PR #1368, opened 2016-05-13
Add real bundle versions into feature.xml

gamerson:


gamerson:
For normal Eclipse installations having actual version numbers versus 0.0.0 is not a big difference.  Eclipse can handle 0.0.0.  However, for people who are building solutions with Eclipse Tycho and they want to include bndtools in the final repository, we can't just simply point to the bndtools.main.feature because Tycho must not be following the 0.0.0 to get the actual plugins. So this PR just enumerates the versions in the feature.xml, which makes bndtools's feature.xml a little bit more standard.

build/build.gradle
```diff
@@ -112,29 +112,19 @@ void generateP2Repository(String title, String antTarget, String metadataReposit
...
-  dependsOn p2FeatureTree
-  destinationDir = file("${buildDir}/features")
-  archiveName    = 'bndtools.feature.jar'
-  from             "${buildDir}/features/bndtools"
-  include          'feature.xml'
+  def tokens = ['master-version' : masterVersion, 'base-version' : bnd('base-version')]
+  def plugins = fileTree("${buildDir}/plugins").getFiles()
+  plugins.each {
+    Jar jar = new Jar(it)
+    tokens.put(jar.getBsn() + '-version', jar.getVersion())
```
bjhargrave: You need to close these jars. When gradle runs in daemon mode, it can hold them open for a long time and Windows hates open files...

```groovy
new Jar(it).withCloseable { jar ->
  tokens.put(jar.getBsn() + '-version', jar.getVersion())
}
```

gamerson: oh nasty, ok, wil repush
☆ ☆ ☆
■ **Exercise objective**:
Write the records out again, character for character.

■ **Solution to this problem**:
PR #1368, opened 2016-05-13
Add real bundle versions into feature.xml

gamerson:


gamerson:
For normal Eclipse installations having actual version numbers versus 0.0.0 is not a big difference.  Eclipse can handle 0.0.0.  However, for people who are building solutions with Eclipse Tycho and they want to include bndtools in the final repository, we can't just simply point to the bndtools.main.feature because Tycho must not be following the 0.0.0 to get the actual plugins. So this PR just enumerates the versions in the feature.xml, which makes bndtools's feature.xml a little bit more standard.

build/build.gradle
```diff
@@ -112,29 +112,19 @@ void generateP2Repository(String title, String antTarget, String metadataReposit
...
-  dependsOn p2FeatureTree
-  destinationDir = file("${buildDir}/features")
-  archiveName    = 'bndtools.feature.jar'
-  from             "${buildDir}/features/bndtools"
-  include          'feature.xml'
+  def tokens = ['master-version' : masterVersion, 'base-version' : bnd('base-version')]
+  def plugins = fileTree("${buildDir}/plugins").getFiles()
+  plugins.each {
+    Jar jar = new Jar(it)
+    tokens.put(jar.getBsn() + '-version', jar.getVersion())
```
bjhargrave: You need to close these jars. When gradle runs in daemon mode, it can hold them open for a long time and Windows hates open files...

```groovy
new Jar(it).withCloseable { jar ->
  tokens.put(jar.getBsn() + '-version', jar.getVersion())
}
```

gamerson: oh nasty, ok, wil repush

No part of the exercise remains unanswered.